Still, F-Secures option with banking sites is not a panacea and never will be. If a user of any AV disable too many of the settings from for example an attackers instructions over the phone, one can just hope the bank itself has security features that would not allow any amount being transferred and not to any account in any country without being approved manually by the bank. Some banks and payment services are simply better and more safe then others.

 

[ForgottenSeer 98186]

but why you should not use a modern antivirus? "Because antivirus sucks?" You have probably read/heard about that. Do you agree with that? I disagree, because having a some protection is required by banks in Poland. This is some kind of "guaranty" if you will be hacked:

I agree. Users should use antivirus. There is no objection to that.

What I am saying is that banking trojans and RATS do not immediately send the captured infos during a banking session.
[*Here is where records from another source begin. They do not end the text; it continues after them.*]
Issue #484, opened 2026-07-25
Smart load grid always on button


brendonlobo123:
### Problem or Use Case

Looking to set the grid always on button from HA

<img width="1080" height="2424" alt="Image" src="https://github.com/user-attachments/assets/395eac49-5271-44ec-ac88-54f5eb2d5d85" />

### Proposed Solution

Expose the option

### Affected Device Model(s)

12000XP

btli:
Implemented and merged (#496) — but **please treat this as needing your confirmation before it counts as fixed.**

A **Grid Always On** switch now appears on inverters. It writes through the EG4 cloud exactly as the portal's Maintenance → Remote Set page does. It ships **disabled by default**, so you will need to enable it in the entity settings first.

## What is verified, and what is not

I confirmed the **read** side against live hardware: `FUNC_ON_GRID_ALWAYS_ON` comes back as a named parameter on an 18KPV, a GridBOSS and a FlexBOSS21, and it is present in the register range the integration actually uses to build its parameter cache. So the switch should reflect your inverter's real state.

**The write has never been tested on an inverter.** It sends the same call the portal sends, but no unit has been observed acting on it — so toggling it is the unknown part. That is exactly what would be useful from you: enable the entity, toggle it, and check whether the portal page agrees afterwards. If it does not take effect, please say so and I will dig further rather than leave it looking supported.

Leaving this issue open until you have had a chance to try it.

## Why it is cloud-only

The function lives in holding register 179, but *which bit* has never been confirmed. Guessing is not a safe failure here: the firmware acknowledges the write either way, so the integration could not detect the mistake and might silently flip an unrelated setting. If anyone can capture a raw register-179 read before and after toggling Grid Always On in the portal, that pins the bit and the local path can be added — until then the cloud is the only route known to hit the right thing.

Practical consequence: the switch is not created on Local-only connections, or on Hybrid connections with a local transport attached, because there its state could not be read at all. Where the state genuinely is unknown it reports **unavailable** rather than showing a misleading "Off".

## Not included

The same portal section has a **Smart Load Enable** toggle, which reads identically. I deliberately left it out: nobody has asked for it, its write path would be just as unverified, and it repurposes the physical port rather than adjusting behaviour within it. Happy to add it if it is useful to you — worth its own issue so the two can be confirmed independently.

brendonlobo123:
Hi Bryan,

I was able to toggle the switch off and on, and refreshing the portal
[...]

Issue #476, opened 2026-07-20
Off-Grid Mode switch non-functional in Hybrid connection mode (works fine in Cloud mode)


scottjvincent:
### Integration Version

3.5.0

### Home Assistant Version

2026.07.3

### Connection Mode

Hybrid (Local + Cloud)

### Device Model(s)

18kPV

### Describe the Bug

The Off-Grid Mode switch entity does nothing when toggled from Home Assistant while in Hybrid connection mode — no state change, no error, and toggling it either direction from HA has zero effect on the physical inverter.

### Steps to Reproduce

1 Set integration to Hybrid connection mode
2 Toggle the Off-Grid Mode switch entity from HA
3 Observe: inverter mode does not change (confirmed via EG4 monitor site/app), and the switch state in HA does not update

### Home Assistant Logs

```shell
Enabled debug logging for custom_components.eg4_web_monitor and toggled the switch — no log entries at all were generated for the attempted write, at any logging level.
```

### Screenshots

Workaround found:
Switching the integration to Cloud connection mode, the same Off-Grid Mode switch works correctly and reliably. This suggests the local Modbus write path for this entity may not be implemented yet in Hybrid mode.

Additional context:
Also noticed the Off-Grid Schedule time entities show as "unavailable" — possibly related, possibly a separate feature-detection issue.

btli:
## Root Cause Analysis

Thanks for the detailed report — the workaround observation ("works in Cloud, dead in Hybrid") pointed straight at the local register path, and we've now **hardware-proven the root cause** on an 18kPV (same model as yours).

### Root cause

The local register table (pylxpweb) maps the green/off-grid mode function (`FUNC_GREEN_EN`) to **register 110, bit 8** for the 18kPV family. The actual bit on 18kPV firmware is **bit 14**.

Some capture videos, screenshots, clipboard, keylog and store that info onto hard disk and send those infos to remote server hours later AFTER a banking session has ended. This effectively would bypass F-Secure banking mode - IF - F-Secure does not detect the malicious processes running on the system. Blocking outbound connections during a banking session only provides protection if the info capture is attempted during the banking session.

That said, F-Secure banking protection is better than even hardened Microsoft Defender.